Dysregulation of the PI3K-AKT-mTOR signaling network is a prominent feature of breast cancers. However, clinical responses to drugs targeting this pathway have been modest, possibly because of dynamic changes in cellular signaling that drive resistance and limit drug efficacy. Using a quantitative chemoproteomics approach, we mapped kinome dynamics in response to inhibitors of this pathway and identified signaling changes that correlate with drug sensitivity. Maintenance of AURKA after drug treatment was associated with resistance in breast cancer models. Incomplete inhibition of AURKA was a common source of therapy failure, and combinations of PI3K, AKT or mTOR inhibitors with the AURKA inhibitor MLN8237 were highly synergistic and durably suppressed mTOR signaling, resulting in apoptosis and tumor regression in vivo. This signaling map identifies survival factors whose presence limits the efficacy of targeted therapies and reveals new drug combinations that may unlock the full potential of PI3K–AKT–mTOR pathway inhibitors in breast cancer.

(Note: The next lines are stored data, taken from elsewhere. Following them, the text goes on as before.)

PR #575, opened 2017-07-09
types for mutable and immutable vectors

### LINKED ISSUE #598: Unsound static contracts optimization
The static contracts optimizer converts `(or/sc _ ... any/sc _ ...)` to `any/sc`. This is only sound if the `_ ...` contracts are flat.

I'm planning to fix this in #575,
but posting the issue to get feedback on my "only sound if" claim above.

Tested on 6.7 and HEAD

### What program did you run?

```
#lang typed/racket/base

(module u racket/base
  (define (f b)
    (set-box! b "hello"))
  (provide f))

(define-type Maybe-Box (U #f (Boxof Integer)))

(require/typed 'u (f (-> Maybe-Box Void)))

(define b : Maybe-Box (box 4))
(f b)

(if (box? b)
  (+ 1 (unbox b))
  (error 'deadcode))
```

Contract violation at the `set-box!` call.

```
+: contract violation
  expected: number?
  given: "hello"
  argument position: 2nd
  other arguments...:
   1
```

### LINKED ISSUE #743: infer: very slow constraint generation / solving

6.90.0.30

### What program did you ~run~ try to compile?

```
#lang typed/racket/base

;; Adapted from the 'math' library.

(require racket/fixnum)

(define-predicate exact-zero? Zero)

(: vector-ref! (All (A B) ((Vectorof (U A B)) Integer (-> A) (Any -> Boolean : B) -> A)))
(define (vector-ref! vs i thnk nothing?)
  (define n (vector-length vs))
  (cond [(and (fixnum? i) (i . fx>= . 0) (i . fx< . n))
         (define v (vector-ref vs i))
         (if (nothing? v)
             (let ([v  (thnk)])
               (vector-set! vs i v)
               v)
             v)]
        [else
         (raise-range-error 'vector-ref! "Vector" "" i vs 0 n #f)]))

(define-type (Containerof T) (U (Listof T) (Vectorof T)))

(: container-ref!
   (All (A B) ((Containerof (U A B)) Integer (-> A) (Any -> Boolean : B) -> A)))
(define (container-ref! c i t p)
  (if (vector? c)
    (vector-ref! c i t p)
    (raise-user-error 'cref!)))

(define num-global-bs 2)
(define local-bs : (Containerof Exact-Rational)
  (make-vector num-global-bs 0))

(: bs-ref! (Integer (-> Exact-Rational) -> Exact-Rational))
(define (bs-ref! n thnk)
  (container-ref! local-bs (- n num-global-bs) thnk exact-zero?))
```

This takes at least 5 minutes to compile. (I'm waiting for it to finish. EDIT: killed it, too slow & too much memory to wait.)

### Test case

Here's a small test case for `typed-racket-test/unit-tests/infer-tests.rkt`:

```
 (infer-t (Un (-pair -Rat (-val null))
              (-vec -Rat))
          (Un (-pair (Un (-v a) (-v b)) (-val null))
              (-vec (Un (-v a) (-v b))))
          #:vars '(a b))
```

bennn:
New types:
- Immutable-Vector (covariant)
- Mutable-Vector (invariant)
- Immutable-Vectorof (covariant)
- Mutable-Vectorof (invariant)
- Mutable-VectorTop (similar to Mutable-HashTableTop)

The old vector types are now unions of these new types.

Also:
- more specific _return_ types for some built-in functions (e.g. `vector-append`)
- `immutable?` distinguishes mutable & immutable vectors
- the contract for a `Vector` or `Vectorof` should be the same as before,
  even though these types are now unions

Current TODOs:
- [x] travis
- [x] think about adding more tests
- [x] clean up the "union deduplicating" in `type-contract.rkt`, it's right now an awkward implementation of a simple idea
- [X] "oops" below, revert the condition and make sure tests pass. EDIT: reverting the condition breaks some `typecheck-tests`, not sure why.
- [X] "oops 2", add a test for this bug & fix it
- [X] "oops 3" ... try simplifying the code & see if tests pass?
- [x] make sure HVecs are subtypes of VectorTop
- [x] make sure VectorTop generates a flat contract (try compiling some packages)
  - found errors in ~`plot`~ (fixed) and `scv`
- [x] sync with fixed https://github.com/racket/racket/issues/1745
- [x] should other `intersect`s in `tc-literal.rkt` be `resolve`s?
  - removed all these intersects; expected type isn't relevant when the type is immutable (because immutable types have subtyping)
- [X] change `type-contract-generalize` interface
  - incorrect to use just one `type->contract` continuation because ignores typed-side/untyped-side distinction
  - and try to make that function overall simpler
  - and should move this code to the static-contracts optimizer
- [x] fix #598 , move tests for `type-contract-generalize` to static-contracts-optimize
- [x] add history annotations
- [X] do we really need travis_wait? (why is typechecking slower) --- NO, do not accept the travis_wait, make this PR faster instead
- [x] resolve #743 (EDIT: resolved the part that matters for this PR)


typed-racket-lib/typed-racket/typecheck/tc-app/tc-app-hetero.rkt
```diff
@@ -102,41 +124,78 @@
...
+
+;; The cases for `(vector-immutable e ...)` and `(vector e ...)` are similar
+;;  but use different match expanders, so we use a macro to abstract over the similar parts
+;; The `#:with` clause below contains the differences
+(define-values [tc-app-immutable-hetero-vector tc-app-mutable-hetero-vector]
+  (let ()
+    (define-syntax (make-tc-app-hetero-vector stx)
+      (syntax-parse stx
+       [(_ is-immutable?:boolean)
+        #:with (make-HV match-V match-HV maskV tc-expr/t/maybe-generalize)
```
bennn: Should I rename these to make them stand out more? Like `?makeHV`, etc.

typed-racket-lib/typed-racket/typecheck/tc-expr-unit.rkt
```diff
@@ -387,22 +387,44 @@
...
-       [(HeterogeneousVector: ts)
-        (make-HeterogeneousVector
-         (for/list ([x (in-list xs)]
-                    [t (in-list/rest ts #f)])
-           (cond-check-below (find-stx-type x t) t)))]
-       [_ (make-HeterogeneousVector (for/list ([x (in-list xs)])
-                                      (generalize (find-stx-type x #f))))])]
+    [(and (vector xs ...) v)
+     (cond
+      [#true ;(immutable? v)
```
bennn: oops

typed-racket-lib/typed-racket/typecheck/tc-expr-unit.rkt
```diff
@@ -426,7 +448,7 @@
         [(Mutable-HashTable: k v)
          (value->HT/find-stx-type h -Mutable-HT k v)]
         [_
-         (value->HT/find-stx-type h -HT)])])]
+         (value->HT/find-stx-type h -HT)])])] ;; TODO should be mutable
```
bennn: oops 2

typed-racket-lib/typed-racket/types/overlap.rkt
```diff
@@ -129,7 +129,7 @@
     #:no-order
     #f]
    [((Val-able: (not (? hash?)))
-     (or (? Mutable-HashTable?)
+     (or (? Mutable-HashTable?) ;; TODO simplify?
```
bennn: oops 3

typed-racket-lib/typed-racket/rep/free-variance.rkt
```diff
@@ -102,6 +102,12 @@
      (remove-frees (flip-variances inner) name)]))
 
 
+(define (make-covariant frees)
+  (combined-frees
```
pnwamk: (Unless I'm missing something) I'm pretty sure this function `make-covariant` should be deleted and anywhere that uses it should instead _just_ be calculating the free variables of the respective fields w/o modifying the variance.

typed-racket-lib/typed-racket/types/abbrev.rkt
```diff
@@ -34,7 +34,14 @@
...
 (define -set make-Set)
+(define -Mutable-vec make-Mutable-Vector)
+(define -Immutable-vec make-Immutable-Vector)
+(define (make-Vector a) (Un (-Mutable-vec a) (-Immutable-vec a)))
 (define -vec make-Vector)
+(define (make-HeterogeneousVector ts) (Un (make-Immutable-HeterogeneousVector ts)
+                                          (make-Mutable-HeterogeneousVector ts)))
+(define (-Immutable-vec* . ts) (make-Immutable-HeterogeneousVector ts))
+(define (-Mutable-vec* . ts) (make-Mutable-HeterogeneousVector ts))
 (define (-vec* . ts) (make-HeterogeneousVector ts))
```
pnwamk: Minor nitpick (sorry) - could the names for these abbreviated constructors (e.g. `-Immutable-vec`) be a little more consistent with the other abbreviated constructors? It looks like previously we've used either all lower case or camel case in the past (i.e. `-immutable-vec` or `-Immutable-Vec`), but I don't see any mixed-fix camel case for these sorts of abbreviations. Again, sorry for the minor nitpick =\

typed-racket-lib/typed-racket/types/overlap.rkt
```diff
@@ -113,7 +113,7 @@
     #f]
    ;; these are single-valued sequences
    [((Sequence: (list _ _ _ ...))
-     (or (? Pair?) (? Vector?) (? VectorTop?)))
+     (or (? Pair?) (Vector: _) (VectorTop:)))
     #:no-order
```
pnwamk: Is there a reason to favor match patters w/ predicates vs trivial match expanders? just curious ;-) (I'm probably not consistent myself with this choice, lol)

pnwamk:
Looks good at a glance! (I'll give it a more thorough look soon)

typed-racket-lib/typed-racket/rep/free-variance.rkt
bennn: The one use is [here](https://github.com/racket/typed-racket/pull/575/files#diff-78b0804be48e78b95cf9c2b2327596c0R437).

I don't know how to change it.

pnwamk: We just want delete the application of `make-covariant` so it looks like this:

```racket
[#:frees (f) (combine-frees (map f elems))]
```

similar to how the frees for [Sequence](https://github.com/racket/typed-racket/blob/master/typed-racket-lib/typed-racket/rep/type-rep.rkt#L1144) are calculated.

bennn:
Problem: I tried giving the result of `for/vector` the type `(Mutable-Vector ....)`, but the implementation of `for/vector` uses a `set!` and so generalizes my `Mutable-Vector` into a `Vector`.

Is there a way to keep the `set!`, but prevent it from generalizing? ([Here](https://github.com/racket/typed-racket/pull/575/files#diff-72cf4e4479067e30d7f7287eeb580300R821) is the `set!`)

samth:
To fix the issue with `set!`, you need to add an annotation to those variables at the point of definition.

typed-racket-lib/typed-racket/typecheck/tc-expr-unit.rkt
```diff
@@ -387,22 +387,44 @@
...
-                   (find-stx-type x t)))
-          t))]
-       [(HeterogeneousVector: ts)
-        (make-HeterogeneousVector
-         (for/list ([x (in-list xs)]
-                    [t (in-list/rest ts #f)])
-           (cond-check-below (find-stx-type x t) t)))]
-       [_ (make-HeterogeneousVector (for/list ([x (in-list xs)])
-                                      (generalize (find-stx-type x #f))))])]
+    [(and (vector xs ...) v)
```
bennn: Something strange is happening
- if I have phase 0 code that puts a _mutable_ vector into a syntax object, `syntax-e` returns an _immutable_ vector
- if I have phase 1 code that puts an _immutable_ vector into a syntax object, `syntax-e` returns a _mutable_  vector

Example:

```
#lang racket/base
(require rackunit (for-syntax rackunit racket/base))

(check-false ;; FAILS
 (immutable? (syntax-e #`#,(vector)))
 "(syntax-e (syntax (vector))) made immutable vector")

(check-true ;; PASSES
 (immutable? (syntax-e #`#,(vector-immutable)))
 "(syntax-e (syntax (vector-immutable))) made mutable vector")

(define-syntax (mvec stx)
  (define v (vector))
  (check-false ;; PASSES
   (immutable? v)
   "(vector) made immutable vector")
  #`#'#,v)

(check-false ;; PASSES
 (immutable? (syntax-e (mvec)))
 "(syntax-e (syntax (vector))) made immutable vector")

(define-syntax (ivec stx)
  (define v (vector-immutable))
  (check-true ;; PASSES
   (immutable? v)
   "(vector-immutable) made mutable vector")
  #`#'#,v)

(check-true ;; FAILS
 (immutable? (syntax-e (ivec)))
 "(syntax-e (syntax (vector-immutable))) made mutable vector")
```

Output:
```
--------------------
FAILURE
name:       check-false
location:   pr575-variation-3.rkt:4:0
params:     '(#t)
message:    "(syntax-e (syntax (vector))) made immutable vector"
--------------------
--------------------
FAILURE
name:       check-true
location:   pr575-variation-3.rkt:30:0
params:     '(#f)
message:    "(syntax-e (syntax (vector-immutable))) made mutable vector"
--------------------
```

I think this is a problem with Racket, so I've changed a few `typecheck-tests` to match the current (unexpected)  behavior to see if anything else goes wrong on Travis.

samth:
I recommend not using quasiquote and unquote if your goal is to test
something simpler than that.

bennn:
I don't know a simpler way to put a mutable vector into a syntax object.

For immutable vectors:
```
(immutable? (syntax-e #'#(1 2)))
;; ==> #f, seems wrong
```

typed-racket-lib/typed-racket/typecheck/tc-expr-unit.rkt
bennn: Sam points out: `datum->syntax` is documented to turn mutable vectors into immutable vectors. So that explains the behavior in `typecheck-tests.rkt`

bennn:
@pnwamk  the current travis failure is from `with-integer-linear-arith2.rkt`, basically:

```
(define-type (V8 A) (Refine [v : (Vectorof A)] (= 8 (vector-length v))))
(ann (vector 0 1 2 3 4 5 6 7) (V8 Any))
```

should I look at `types/subtype.rkt` to fix this, or do you think the problem might be somewhere else?


I think it's probably subtyping because this code works:
```
(define-type (V8 A) (Refine [v : (Vectorof A)] (= 8 (vector-length v))))
(define-type (MV8 A) (Refine [v : (Mutable-Vectorof A)] (= 8 (vector-length v))))
(ann (ann (vector 0 1 2 3 4 5 6 7) (MV8 Any)) (V8 Any)) 
```
but I figure I might as well ask, because I'm not planning to work on this until later tonight.

pnwamk:
@bennn Played around a little with the issue, this seemed to fix it:

https://github.com/pnwamk/typed-racket/commit/d1f671588e48a6da5ddaff56196768441289bbc6

I haven't tested it more broadly, though.

pnwamk:
It's too late over here for me to think this through all the way at the moment, but I wonder if we need a similar match expander (that matches on the unions of the various kinds) for hash tables as well.

bennn:
Thanks for looking.

I don't know about the match expander. I think the I/M distinction is useful and don't want to start hiding it internally.

I'll look to see where the match expander helped fix this problem. (Hoping its just 1 or 2 places that need to special-case.)

bennn:
Ok fixed that test. There was a bug in `tc-literal.rkt`, I was intersecting the expected type with the wrong vector type.

(Next up: the optimizer, which I think definitely needs to recognize `(U IVec MVec)`)

pnwamk:
One small (possibly entirely unnecessary) note -- if we're going to bother having match expanders like `Vector:` (and I think they are occasionally useful), I think they need to match on the union case. i.e. if `Vector:` intuitively means as long as its "either kind of vector", I think we'll be accidentally introducing bugs if it omits the union case.

typed-racket-test/succeed/with-integer-linear-arith2.rkt
```diff
@@ -16,7 +16,7 @@
 (ann (vector 0 1 2 3 4 5 6 7) (V8 Any))
 (ann (vector 0 1 2 3 4 5 6 7) (V8 Byte))
 (ann '#(0 1 2 3 4 5 6 7) (V8 Any))
-(ann '#(0 1 2 3 4 5 6 7) (V8 Byte))
+(ann '#(0 1 2 3 4 5 6 7) (Refine [v : (Immutable-Vector Byte Byte Byte Byte Byte Byte Byte Byte)] (= 8 (vector-length v))))
```
bennn: @pnwamk without this change, I get an error like this:

```
foo.rkt:7:5: Type Checker: type mismatch
  expected: (Refine
             (d : (U (Immutable-Vectorof Byte) (Mutable-Vectorof Byte)))
             (= 8 (vector-length d)))
  given: (Refine
          (e
           :
           (Immutable-Vector
            Integer
            Integer
            Integer
            Integer
            Integer
            Integer
            Integer
            Integer))
          (= (vector-length e) 8))
  in: (quote #(0 1 2 3 4 5 6 7))
```

Any idea how I could fix the error without changing this test?

IMO the "given" should be a subtype of the "expected" ... but I don't know how to change Typed Racket's opinion.

bennn: and with this change, the travis tests all pass (1/3 travis checks error for "no output received in last 10 minutes")

pnwamk: Maybe I'm reading this wrong... but for the "given" to be a subtype of the "expected", wouldn't `Integer` have to be a subtype of `Byte`?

PI3K-AKT-mTOR信号网络的失调是乳腺癌的一个突出特征。但是，针对靶向该途径的药物的临床反应一直很温和，这可能是由于细胞信号传导中的动态变化驱动了耐药性并限制了药物功效。使用定量化学蛋白质组学方法，我们绘制了响应该途径抑制剂的动力学图谱，并确定了与药物敏感性相关的信号变化。药物治疗后维持AURKA与乳腺癌模型的耐药性有关。对AURKA的不完全抑制是治疗失败的常见原因，PI3K，AKT或mTOR抑制剂与AURKA抑制剂MLN8237的组合具有高度协同作用，并持久抑制了mTOR信号传导，导致体内凋亡和肿瘤消退。